-- YOUR TASK --
Lines from the records below that contain the word "looks" are to be copied out.

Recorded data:
__________
PR #4028, opened 2023-12-13
Use Array<int> instead of Memory<int> in Table

pazner:
This PR replaces `Memory<int>` with `Array<int>` in the `Table` class. The advantage is that this delegates the all the ownership semantics to the `Array` class, so that `Table` doesn't need to deal with resource management. In particular, this means that it can have default destructor, move, and copy constructors that all do the right thing ([rule of zero](https://en.cppreference.com/w/cpp/language/rule_of_three#Rule_of_zero)).

I think this generally simplifies the code and makes things easier to understand. If we build more complicated classes out of building blocks like `Array<T>` that have proper copy and move semantics, then we should be able to inherit these behaviors for free.

If people like this approach, we could do similar things in other classes (`DenseMatrix`, for example).


pazner:
Marking this as ready for review… open to feedback and suggestions about this idea.

In the branch [densemat-array](https://github.com/mfem/mfem/tree/densemat-array) I also made the changes to `DenseMatrix` and `DenseTensor`. We can pull those in here if we want to review them together.

tzanio:

sebastiangrimberg (approved):
This is a great change in my opinion and makes the `Table` class much easier to read and use. Everything looks good to me.

I would strongly be in favor of making similar changes to `DenseMatrix` as proposed, and might also add that `Vector` could also be a high-value target as well unless I am missing something. These can certainly be left to follow-up PRs, but maybe adding an issue so that we can keep track of that proposal would make sense (unless you are close to opening a PR already, @pazner).

pazner:
> I would strongly be in favor of making similar changes to `DenseMatrix` as proposed, and might also add that `Vector` could also be a high-value target as well unless I am missing something. These can certainly be left to follow-up PRs, but maybe adding an issue so that we can keep track of that proposal would make sense (unless you are close to opening a PR already, @pazner).

Thanks, @sebastiangrimberg! I am totally fine with making those changes to this PR as well. I agree `Vector` is also a good candidate. (Really in some sense `Vector` should just inherit from `Array<double>`. A large part of the interface is duplicated between these two classes). The slight complication is that derived classes (`HypreVector`, `GridFunction`, etc.) may need some small changes, but I don't think this is a dealbreaker.

sebastiangrimberg:
> Thanks, @sebastiangrimberg! I am totally fine with making those changes to this PR as well. I agree `Vector` is also a good candidate. (Really in some sense `Vector` should just inherit from `Array<double>`. A large part of the interface is duplicated between these two classes). The slight complication is that derived classes (`HypreVector`, `GridFunction`, etc.) may need some small changes, but I don't think this is a dealbreaker.

I'm definitely supportive of making those changes in this PR to accelerate the process. Happy to include in this review.

pazner:
I merged the `DenseMatrix` and `DenseTensor` branch into this PR. `Vector` might make sense to do as a separate PR. Making sure everything works properly with e.g. `PetscParVector` will be more involved.

sebastiangrimberg:
Changes to `DenseMatrix` and `DenseTensor` also look good to me, and I'm OK with waiting on `Vector`. I agree that there will probably be room for simplifications with the derived vector classes and so attacking that in a separate PR makes sense.

pazner:
Just updated this and resolved conflicts with the single-precision support. Thoughts on this @artv3, @v-dobrev?

tzanio:
@pazner, can you please resolve conflicts?

pazner:
> @pazner, can you please resolve conflicts?

Done. Any chance to get a review on this?

v-dobrev:
I'll try to take a closer look soon.

tomstitt:
We're hitting a case where we segfault while creating a `DenseTensor` from another `DenseTensor` that was `NewDataAndSize`'d, something like:

```
DenseTensor t;
t.NewDataAndSize(mem, i, j, k);
DenseTensor t2(t);
```

`t.Mk` is created with `(NULL, i, j)` during `NewDataAndSize` and when we create `t2` we call `Array`'s copy constructor, which segfaults when we try to copy from `t.Mk`. This might be a general concern if `DenseTesnor::Mk` is ever setup? I don't think we actually want to ever copy the data from `Mk`

pazner:
Thanks for checking @tomstitt! Can you give it another try with the latest commit?

tomstitt:
> Thanks for checking @tomstitt! Can you give it another try with the latest commit?

Yes! Works, thanks!

linalg/densemat.cpp
helloworld922, line 1: I think `DenseMatrix`'s copy assign operator can be removed to get the default?

general/table.hpp
```diff
@@ -28,166 +28,161 @@ struct Connection
...
+
+   int *GetI() { return I.GetData(); }
+   int *GetJ() { return J.GetData(); }
+   const int *GetI() const { return I.GetData(); }
+   const int *GetJ() const { return J.GetData(); }
+
+   Memory<int> &GetIMemory() { return I.GetMemory(); }
+   Memory<int> &GetJMemory() { return J.GetMemory(); }
+   const Memory<int> &GetIMemory() const { return I.GetMemory(); }
+   const Memory<int> &GetJMemory() const { return J.GetMemory(); }
```
helloworld922, line 134: Do we also want a way to get the underlying Array?

linalg/densemat.hpp
```diff
@@ -1238,21 +1192,21 @@ class DenseTensor
...
-   real_t *Data() { return tdata; }
+   real_t *Data() { return tdata.GetData(); }
 
-   const real_t *Data() const { return tdata; }
+   const real_t *Data() const { return tdata.GetData(); }
 
-   Memory<real_t> &GetMemory() { return tdata; }
-   const Memory<real_t> &GetMemory() const { return tdata; }
+   Memory<real_t> &GetMemory() { return tdata.GetMemory(); }
+   const Memory<real_t> &GetMemory() const { return tdata.GetMemory(); }
```
helloworld922, line 1230: Similar, does it make sense to be able to get the Array?

general/array.hpp
```diff
@@ -113,9 +113,12 @@ class Array
    /// Destructor
    inline ~Array() { data.Delete(); }
 
-   /// Assignment operator: deep copy from 'src'.
+   /// Copy assignment operator: deep copy from 'src'.
    Array<T> &operator=(const Array<T> &src) { src.Copy(*this); return *this; }
```
helloworld922, line 114:
```suggestion
   /// Copy assignment operator: deep copy from 'src'.
   Array<T> &operator=(const Array<T> &src) { if(&src != this) {src.Copy(*this);} return *this; }
```

general/array.hpp
```diff
@@ -113,9 +113,12 @@ class Array
...
 
+   /// Move assignment operator
+   Array<T> &operator=(Array<T> &&src) { Swap(src, *this); return *this; }
```
helloworld922:
```suggestion
   /// Move assignment operator
   Array<T> &operator=(Array<T> &&src) { if(&src != this) { Swap(src, *this); } return *this; }
```

general/array.hpp
helloworld922, line 1: `Array2D` should also be able to have its copy operators removed to gain move semantics.

helloworld922 (changes requested):

general/array.hpp
pazner: Is this check needed? I think self `Copy` should be harmless (it looks like `Memory<T>::CopyFrom` and `MemoryManager::Copy_` guard against self-copy).

general/array.hpp
pazner: Done in dd68bbe9fd2ff660e399552937d452db0171dd25.

general/array.hpp
pazner: I made `Array`'s move constructor and assignment operator explicitly defaulted in d1efdf93be5c913ca7b5ebefa5a053cf8a1a1bf2.

Does that look OK to you? (`Memory<T>`'s move assignment guards against self-assignment).

general/table.hpp
pazner: We can definitely it add if it's needed — not sure if there's a compelling use-case.

v-dobrev:
@pazner, there are some CI failures after I merged `master` here.

v-dobrev:
The issue in `tmop_pa_tests_debug` is the following: on this line https://github.com/mfem/mfem/blob/bdb627a5ae0d2f355568c8443ccfe569ae0cbfd5/fem/tmop.cpp#L2835
the L.H.S. `DenseMatrix` has memory type `HOST_DEBUG` while the R.H.S. has memory type `HOST`. This is true in this branch and in `master`. The problem in this branch is that the `Array` copy assignment wants to preserve the memory type of the R.H.S., so it resets the L.H.S. not to be an alias and copies the data in a different place, not the intended alias memory.

We can change the logic in the `Array` copy assignment (in several ways) to fix this use case but I'm not sure that's a change we really want to make for all use cases of `Array` copy.

v-dobrev:
The logic used in the copy-assignment operators of `Array` and `Vector` is different. Maybe we should adopt the behavior from `Vector` in `Array` -- we probably don't need to duplicate exactly the memory type from the source to the destination. It could be sufficient to just focus on the "use device" flags as we do in class `Vector`.

What do you think?

general/array.hpp
```diff
@@ -103,14 +98,17 @@ class Array
...
 
    /// Destructor
    inline ~Array() { data.Delete(); }
 
-   /// Assignment operator: deep copy from 'src'.
+   /// Copy assignment operator: deep copy from 'src'.
    Array<T> &operator=(const Array<T> &src) { src.Copy(*this); return *this; }
 
+   /// Move assignment operator
+   Array<T> &operator=(Array<T> &&src) = default;
```
v-dobrev: This is incorrect -- the current content of the `Array` is leaked.

general/array.hpp
```diff
@@ -103,14 +98,17 @@ class Array
    explicit inline Array(std::initializer_list<CT> values);
 
    /// Move constructor ("steals" data from 'src')
-   inline Array(Array<T> &&src) : Array() { Swap(src, *this); }
+   Array(Array<T> &&src) = default;
```
v-dobrev: Does anyone know if the default implementation resets `src.size` to `0`? The requirement is that `src` is in a valid state after the assignment, however, empty `data` with non-zero `size` is not exactly valid. Invoking the destructor is ok but some other operations can lead to errors.

general/array.hpp
pazner: Good point - thanks. Does the following look OK to you?

```cpp
   /// Move constructor ("steals" data from 'src')
   Array(Array<T> &&src)
   {
      *this = std::move(src);
   }

   /// Move assignment operator
   Array<T> &operator=(Array<T> &&src)
   {
      std::swap(data, src.data);
      std::swap(size, src.size);
      src.DeleteAll(); // <-- optional, might be more "intuitive" behavior
      return *this;
   }
```

Also, should we clear the `src` array? (I lean towards yes, but it could also be correct to just swap).

general/array.hpp
pazner: No, I don't think `src.size` will be reset to zero - I think it will be unchanged. The implementation proposed here is probably better: https://github.com/mfem/mfem/pull/4028#discussion_r2264006726

pazner:
> The logic used in the copy-assignment operators of `Array` and `Vector` is different. Maybe we should adopt the behavior from `Vector` in `Array` -- we probably don't need to duplicate exactly the memory type from the source to the destination. It could be sufficient to just focus on the "use device" flags as we do in class `Vector`.
> 
> What do you think?

> The logic used in the copy-assignment operators of `Array` and `Vector` is different. Maybe we should adopt the behavior from `Vector` in `Array` -- we probably don't need to duplicate exactly the memory type from the source to the destination. It could be sufficient to just focus on the "use device" flags as we do in class `Vector`.
> 
> What do you think?

I think assignment for `Vector` and `Array` should have the semantics. Probably `Vector`'s version is less surprising?

(This has always been a bit of a weird thing with `operator=` and aliases. If `alias` is e.g. a subvector of `base`, then `alias = vec;` _may_ change `base` or it may not)

general/array.hpp
v-dobrev: For the move assignment, I think we should keep the `src.DeleteAll()` and we just need to add a check for self-assignment:
```c++
template <class T>
inline Array<T> &Array<T>::operator=(Array<T> &&src)
{
   if (this == &src) { return *this; }
   std::swap(data, src.data);
   std::swap(size, src.size);
   src.DeleteAll();
   return *this;
}
```

For the move construction: if we use the move assignment, we first need to make sure `*this` is initialized. Instead, a simpler implementation is this:
```c++
template <typename T>
inline Array<T>::Array(Array<T> &&src)
   : data(std::move(src.data)), size(src.size)
{
   src.size = 0;
}
```

general/array.hpp
pazner: Resolved in 5a7edc9548de0d9aaa82be63e92533cb19394534.

general/array.hpp
pazner: Done in 5a7edc9548de0d9aaa82be63e92533cb19394534.

pazner:
For the TMOP failures, I have some potential fixes (click to expand):

<details>
<summary>Add HostRead/HostReadWrite in DenseMatrix</summary>

```diff
diff --git a/linalg/densemat.cpp b/linalg/densemat.cpp
index 0b6996a504..d780170f55 100644
--- a/linalg/densemat.cpp
+++ b/linalg/densemat.cpp
@@ -72,6 +72,9 @@ DenseMatrix::DenseMatrix(const DenseMatrix &mat, char ch)
    {
       data.SetSize(capacity);
 
+      HostWrite();
+      mat.HostRead();
+
       for (int i = 0; i < height; i++)
       {
          for (int j = 0; j < width; j++)
@@ -145,11 +148,14 @@ void DenseMatrix::AbsMult(const Vector &x, Vector &y) const
    kernels::AbsMult(height, width, HostRead(), x.HostRead(), y.HostWrite());
 }
 
-real_t DenseMatrix::operator *(const DenseMatrix &m) const
+real_t DenseMatrix::operator*(const DenseMatrix &m) const
 {
    MFEM_ASSERT(Height() == m.Height() && Width() == m.Width(),
                "incompatible dimensions");
 
+   HostRead();
+   m.HostRead();
+
    const int hw = height * width;
    real_t a = 0.0;
    for (int i = 0; i < hw; i++)
@@ -206,8 +212,8 @@ void DenseMatrix::AddMult(const Vector &x, Vector &y, const real_t a) const
    MFEM_ASSERT(height == y.Size() && width == x.Size(),
                "incompatible dimensions");
 
-   const real_t *xp = x.GetData(), *d_col = data;
-   real_t *yp = y.GetData();
+   const real_t *xp = x.HostRead(), *d_col = HostRead();
+   real_t *yp = y.HostReadWrite();
    for (int col = 0; col < width; col++)
    {
       real_t x_col = xp[col];
@@ -230,7 +236,9 @@ void DenseMatrix::AddMultTranspose(const Vector &x, Vector &y,
    MFEM_ASSERT(height == x.Size() && width == y.Size(),
                "incompatible dimensions");
 
-   const real_t *d_col = data;
+   x.HostRead();
+   y.HostReadWrite();
+   const real_t *d_col = HostRead();
    for (int col = 0; col < width; col++)
    {
       real_t y_col = 0.0;
@@ -248,11 +256,8 @@ void DenseMatrix::AddMult_a(real_t a, const Vector &x, Vector &y) const
    MFEM_ASSERT(height == y.Size() && width == x.Size(),
                "incompatible dimensions");
 
-   HostRead();
-   x.HostRead();
-   y.HostReadWrite();
-   const real_t *xp = x.GetData(), *d_col = data;
-   real_t *yp = y.GetData();
+   const real_t *xp = x.HostRead(), *d_col = HostRead();
+   real_t *yp = y.HostReadWrite();
    for (int col = 0; col < width; col++)
    {
       const real_t x_col = a*xp[col];
@@ -270,7 +275,9 @@ void DenseMatrix::AddMultTranspose_a(real_t a, const Vector &x,
    MFEM_ASSERT(height == x.Size() && width == y.Size(),
                "incompatible dimensions");
 
-   const real_t *d_col = data;
+   x.HostRead();
+   y.HostReadWrite();
+   const real_t *d_col = HostRead();
    for (int col = 0; col < width; col++)
    {
       real_t y_col = 0.0;
@@ -287,6 +294,8 @@ real_t DenseMatrix::InnerProduct(const real_t *x, const real_t *y) const
 {
    real_t prod = 0.0;
 
+   HostRead();
+
    for (int i = 0; i < height; i++)
    {
       real_t Axi = 0.0;
@@ -506,6 +515,8 @@ real_t DenseMatrix::Det() const
                << "  Height() = " << Height()
                << ", Width() = " << Width());
 
+   HostRead();
+
    switch (Height())
    {
       case 1:

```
__________
-- RESPONSE --
This is a great change in my opinion and makes the `Table` class much easier to read and use. Everything looks good to me.
pazner: Is this check needed? I think self `Copy` should be harmless (it looks like `Memory<T>::CopyFrom` and `MemoryManager::Copy_` guard against self-copy).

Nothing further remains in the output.